*Goal of the exercise*: For the data below, work out how many lines contain the word "tracing" and supply only that number.

Provided records START

PR #1501, opened 2024-05-24
Store history of queries in 'spice.runtime.query_history'

Jeadie:
# Changes
- New internal table 'spice.runtime.query_history' with schema

```
sql> describe spice.runtime.query_history
+-------------------+-----------------------------+-------------+
| column_name       | data_type                   | is_nullable |
+-------------------+-----------------------------+-------------+
| query_id          | Utf8                        | NO          |
| schema            | Utf8                        | NO          |
| sql               | Utf8                        | NO          |
| nsql_query        | Utf8                        | YES         |
| start_time        | Timestamp(Nanosecond, None) | NO          |
| end_time          | Timestamp(Nanosecond, None) | NO          |
| execution_time    | UInt64                      | YES         |
| rows_produced     | UInt64                      | NO          |
| results_cache_hit | Boolean                     | NO          |
+-------------------+-----------------------------+-------------+
```
- Track SQL history for `v1/sql` and `v1/nsql`
- Create a `QueryHistory` object that stores `query_history` properties during request lifetime. On `drop`, write to datafusion 
- Note: Long term solution will be to write this as an extension.


bin/spiced/src/lib.rs
```diff
@@ -124,6 +124,21 @@ pub async fn run(args: Args) -> Result<()> {
         rt.load_llms().await;
     }
 
+    rt.init_results_cache().await;
```
y-f-u: is this line relevant here?

crates/runtime/src/http/v1.rs
```diff
@@ -992,6 +1025,8 @@ pub(crate) mod nsql {
         Extension(nsql_models): Extension<Arc<RwLock<LLMModelStore>>>,
         Json(payload): Json<Request>,
     ) -> Response {
+        let mut q_trace = QueryHistory::default().results_cache_hit(false); // TODO use query cache
```
y-f-u: This might need to be in an issue with a link here if it's planned to be fixed later.

crates/runtime/src/http/v1.rs
```diff
@@ -1040,9 +1077,20 @@ pub(crate) mod nsql {
...
             Ok(Some(model_sql_query)) => {
                 let cleaned_query = clean_model_based_sql(&model_sql_query);
+                q_trace = q_trace.sql(cleaned_query.clone());
                 tracing::trace!("Running query:\n{cleaned_query}");
-                match readable_df.ctx.sql(&cleaned_query).await {
-                    Ok(result) => dataframe_to_response(result).await,
+
+                q_trace = q_trace.start_time(SystemTime::now());
+                let result = readable_df.ctx.sql(&cleaned_query).await;
+                q_trace = q_trace.end_time(SystemTime::now());
```
y-f-u: it this supposed to trace the dataframe with sql time? or intended for the dataframe_tro_response time.

crates/runtime/src/query_history.rs
```diff
@@ -0,0 +1,355 @@
...
+            retention,
+        )
+        .await
+        .boxed()
+        .context(UnableToRegisterTableSnafu),
+    }
+}
+
+#[must_use]
+pub fn table_schema() -> Schema {
```
y-f-u: is this required to be public?

bin/spiced/src/lib.rs
ewgenius: this is duplicate from line 118, must be from conflict resolving

ewgenius:
```suggestion
```

bin/spiced/src/lib.rs
```diff
@@ -124,6 +124,21 @@ pub async fn run(args: Args) -> Result<()> {
...
+            rt.df
+                .write()
+                .await
+                .register_runtime_table(query_history::DEFAULT_QUERY_HISTORY_TABLE, table)
+                .context(UnableToCreateBackendSnafu)?;
+        }
+        Err(err) => {
+            tracing::warn!("Creating internal query history table: {err}");
+        }
+    };
```
ewgenius, line 128: I think that can be moved as a function inside Runtime

crates/runtime/src/query_history.rs
```diff
@@ -0,0 +1,355 @@
...
+                Arc::new(UInt64Array::from(vec![self.execution_time])),
+                Arc::new(UInt64Array::from(vec![self.rows_produced])),
+                Arc::new(BooleanArray::from(vec![self.results_cache_hit])),
+            ],
+        )
+        .boxed()
+        .context(UnableToCreateRowSnafu)
+    }
+
+    pub fn validate(&self) -> Result<(), Error> {
```
y-f-u, line 256: this should return all errors rather than the error in order?

crates/runtime/src/query_history.rs
```diff
@@ -0,0 +1,355 @@
...
+    accelerated_table::{refresh::Refresh, AcceleratedTable, Retention},
+    datafusion::DataFusion,
+    dataupdate::DataUpdate,
+    internal_table::{create_internal_accelerated_table, create_synced_internal_accelerated_table},
+};
+
+pub const DEFAULT_QUERY_HISTORY_TABLE: &str = "query_history";
+
+pub async fn instantiate_query_history_table(
+    secrets_provider: &Arc<RwLock<secrets::SecretsProvider>>,
```
y-f-u: doesn't feel like this needs the entire secrets_provider passing here

crates/runtime/src/lib.rs
```diff
@@ -172,6 +173,9 @@ pub enum Error {
     #[snafu(display("Unable to start local metrics: {source}"))]
     UnableToStartLocalMetrics { source: spice_metrics::Error },
 
+    #[snafu(display("Unable to track query history: {source}"))]
+    UnableToStartQueryHistory { source: query_history::Error },
```
```suggestion
    UnableToTrackQueryHistory { source: query_history::Error },
```

crates/runtime/src/http/v1.rs
Jeadie: Not really, moreso just a note to myself now the cache is ready.

crates/runtime/src/http/v1.rs
Jeadie: ahh it should track both 1. `readable_df.ctx.sql` and 2.  `dataframe_to_response`. Essentially to give as close as an analogy to the standard `POST v1/sql` endpoint.

crates/runtime/src/query_history.rs
```diff
@@ -0,0 +1,313 @@
...
+    .context(UnableToRegisterTableSnafu)
+}
+
+#[must_use]
+fn table_schema() -> Schema {
+    Schema::new(vec![
+        Field::new("query_id", DataType::Utf8, false),
+        Field::new("schema", DataType::Utf8, false),
+        Field::new("sql", DataType::Utf8, false),
+        Field::new("nsql_query", DataType::Utf8, true),
```
lukekim:
```suggestion
        Field::new("nsql", DataType::Utf8, true),
```

crates/runtime/src/query_history.rs
```diff
@@ -0,0 +1,313 @@
...
+    #[must_use]
+    pub fn sql(mut self, sql: String) -> Self {
+        self.sql = Some(sql);
+        self
+    }
+
+    #[must_use]
+    pub fn nsql_query(mut self, nsql_query: String) -> Self {
+        self.nsql_query = Some(nsql_query);
+        self
```
lukekim:
```suggestion
    pub fn nsql_query(mut self, nsql: String) -> Self {
        self.nsql_query = Some(nsql);
        self
```

crates/runtime/src/query_history.rs
```diff
@@ -0,0 +1,313 @@
...
+pub const DEFAULT_QUERY_HISTORY_TABLE: &str = "query_history";
+
+pub async fn instantiate_query_history_table() -> Result<Arc<AcceleratedTable>, Error> {
+    let time_column = Some("start_time".to_string());
+    let time_format = Some(TimeFormat::UnixSeconds);
+
+    let retention = Retention::new(
+        time_column.clone(),
+        time_format,
+        Some(Duration::from_secs(3 * 24 * 60 * 60)), // 3 days
```
lukekim: Let's make this 1 day by default.
```suggestion
        Some(Duration::from_secs(1 * 24 * 60 * 60)), // 1 day
```

lukekim (approved):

Provided records END

*Solved problem*: 2